Enhanced Delivery of Antibodies Across the Blood-Brain Barrier Via TEMs with Inherent Receptor-Mediated Phagocytosis

Background: The near impermeability of the blood-brain barrier (BBB) and the unique neuroimmune environment of the CNS prevents the effective use of antibodies in neurological diseases. Delivery of bio-therapeutics to the brain can be enabled through receptor-mediated transcytosis via proteins such as the transferrin receptor, although limitations such as the ability to use Fc-mediated effector function to clear pathogenic targets can introduce safety liabilities. Hence, novel delivery approaches with alternative clearance mechanisms are warranted. Methods: Binders that optimized transport across the BBB, known as transcytosis-enabling modules (TEMs), were identified using a combination of antibody discovery techniques and pharmacokinetic analyses.

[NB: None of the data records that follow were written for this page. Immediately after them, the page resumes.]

PR #1920, opened 2018-05-16
Add access checks for MethodHandle.invoke parameter and return types

JasonFengJ9:
Add access checks for `MethodHandle.invoke(Exact)` parameter and return types

Though methods `j.l.i.MethodHandle.invoke(Exact)` are public and there is no need for access check, the parameter and return classes require access check by access class.
Throw `IllegalAccessError` instead of `IllegalAccessException` when an application attempts (not refectively) to access or modify a field, or to invoke a method that it doesn't have access to. This is to satisfy Java spec requirements.

Reviewer: @DanHeidinga 

### DIFF
--- a/jcl/src/java.base/share/classes/java/lang/invoke/MethodHandles.java
+++ b/jcl/src/java.base/share/classes/java/lang/invoke/MethodHandles.java
@@ -779,13 +779,9 @@ public class MethodHandles {
 		}
 
 		/*
-		 * Check for methods MethodHandle.invokeExact, MethodHandle.invoke,
-		 * or MethodHandles.varHandleInvoker.  
-		 * Access checks to these methods are not required as these methods are public and therefore
-		 * accessible to everyone.
-		 * However the access checks to the parameter and return classes are required.
+		 * Check access to the parameter and return classes within incoming MethodType
 		 */
-		MethodHandle handleForMHInvokeMethods(Class<?> clazz, String methodName, MethodType type) throws IllegalAccessException {
+		private void accessCheckArgRetTypes(MethodType type) throws IllegalAccessException {
 			if (INTERNAL_PRIVILEGED != accessMode) {
 				for (Class<?> para : type.arguments) {
 					if (!para.isPrimitive()) {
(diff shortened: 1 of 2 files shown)


jcl/src/java.base/share/classes/java/lang/invoke/MethodHandles.java
```diff
@@ -781,10 +781,22 @@ static MethodHandle adaptInterfaceLookupsOfObjectMethodsIfRequired(MethodHandle
...
 		 * Check for methods MethodHandle.invokeExact, MethodHandle.invoke,
 		 * or MethodHandles.varHandleInvoker.  
-		 * Access checks are not required as these methods are public and therefore
+		 * Access checks to these methods are not required as these methods are public and therefore
 		 * accessible to everyone.
+		 * However the access checks to the parameter and return classes are required.
 		 */
-		static MethodHandle handleForMHInvokeMethods(Class<?> clazz, String methodName, MethodType type) {
+		MethodHandle handleForMHInvokeMethods(Class<?> clazz, String methodName, MethodType type) throws IllegalAccessException {
+			if (INTERNAL_PRIVILEGED != accessMode) {
```
DanHeidinga: We're likely doing double access checks as this check is being done even if that the method being looked up isn't MH.invoke/invokeExact, or VarHandle.

Can this be modified to only do the check if the MH is for invoke/invokeExact or VarHandle invoker?

JasonFengJ9: Added a helper method to perform `parameter/return` class access check for `invoke/invokeExact` and `VarHandle invoker`.
Verified manually that `pConfig` still compiles.
@DanHeidinga please have another look.

jcl/src/java.base/share/classes/java/lang/invoke/MethodHandles.java
```diff
@@ -809,6 +817,7 @@ MethodHandle handleForMHInvokeMethods(Class<?> clazz, String methodName, MethodT
 			 * the resulting method handle should be equivalent to one produced by varHandleInvoker().
 			 */
 			if (VarHandle.class.isAssignableFrom(clazz)) {
+				accessCheckArgRetTypes(type);
 				for (AccessMode m : AccessMode.values()) {
 					if (m.methodName().equals(methodName)) {
```
DanHeidinga: Check should be here - in the success case - not at the top of the if scope

jcl/src/java.base/share/classes/java/lang/invoke/MethodHandles.java
```diff
@@ -778,17 +778,37 @@ static MethodHandle adaptInterfaceLookupsOfObjectMethodsIfRequired(MethodHandle
 			return handle;
 		}
 
+		/*
+		 * Check access to the parameter and return classes within incoming MethodType
+		 */
+		void accessCheckArgRetTypes(MethodType type) throws IllegalAccessException {
```
DanHeidinga: Can this be `private` as well?

jcl/src/java.base/share/classes/java/lang/invoke/MethodHandles.java
JasonFengJ9: Yeah, that's right. Fixed, thanks Dan.

jcl/src/java.base/share/classes/java/lang/invoke/MethodHandles.java
JasonFengJ9: Sure thing, updated.

DanHeidinga:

Functional activity of TEMs were subsequently evaluated by imaging for the ability of myeloid cells to phagocytose target proteins and cells. Findings: We demonstrated significantly enhanced brain exposure of therapeutic antibodies using optimal transferrin receptor or CD98 TEMs. We found that these modules also mediated efficient clearance of tau aggregates and HER2+ tumor cells via a non-classical phagocytosis mechanism through direct engagement of myeloid cells. This mode of clearance potentially avoids the known drawbacks of Fc gamma R-mediated antibody mechanisms in the brain such as the neurotoxic release of proinflammatory cytokines and immune cell exhaustion. Conclusions: Our study reports a new brain delivery platform that harnesses receptor-mediated transcytosis to maximize brain uptake and uses a non-classical phagocytosis mechanism to efficiently clear pathologic proteins and cells. We believe these findings will transform therapeutic approaches to treat CNS diseases.